* **Work instructions**
Copy out each line of the data that includes the string "builtindict".

* **Data to process**
PR #1262, opened 2021-01-25
fix a typo.

alexwenbj:
fix a pypo.


s-cork:
I wonder if we should also remove this from the `builtindict.js` in python 3 mode since it's not available in py3?

alexwenbj:
> I wonder if we should also remove this from the `builtindict.js` in python 3 mode since it's not available in py3?

Yes, I think it should be removed from py3.

bnmnetp (approved):
This LGTM, but @alexwenbj we need to fix the merge conflicts.  Once those are done we are ready to merge.

meredydd:
Hi @alexwenbj can you rebase this so we can get it merged?

alexwenbj:
Sorry, I didn't realize the conflicts and resolved late. Get things done now. @meredydd

s-cork:
added a small commit to make sure unichr is a py function and get's added back in the switch from py3 to py2.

* **Exercise response**
I wonder if we should also remove this from the `builtindict.js` in python 3 mode since it's not available in py3?
> I wonder if we should also remove this from the `builtindict.js` in python 3 mode since it's not available in py3?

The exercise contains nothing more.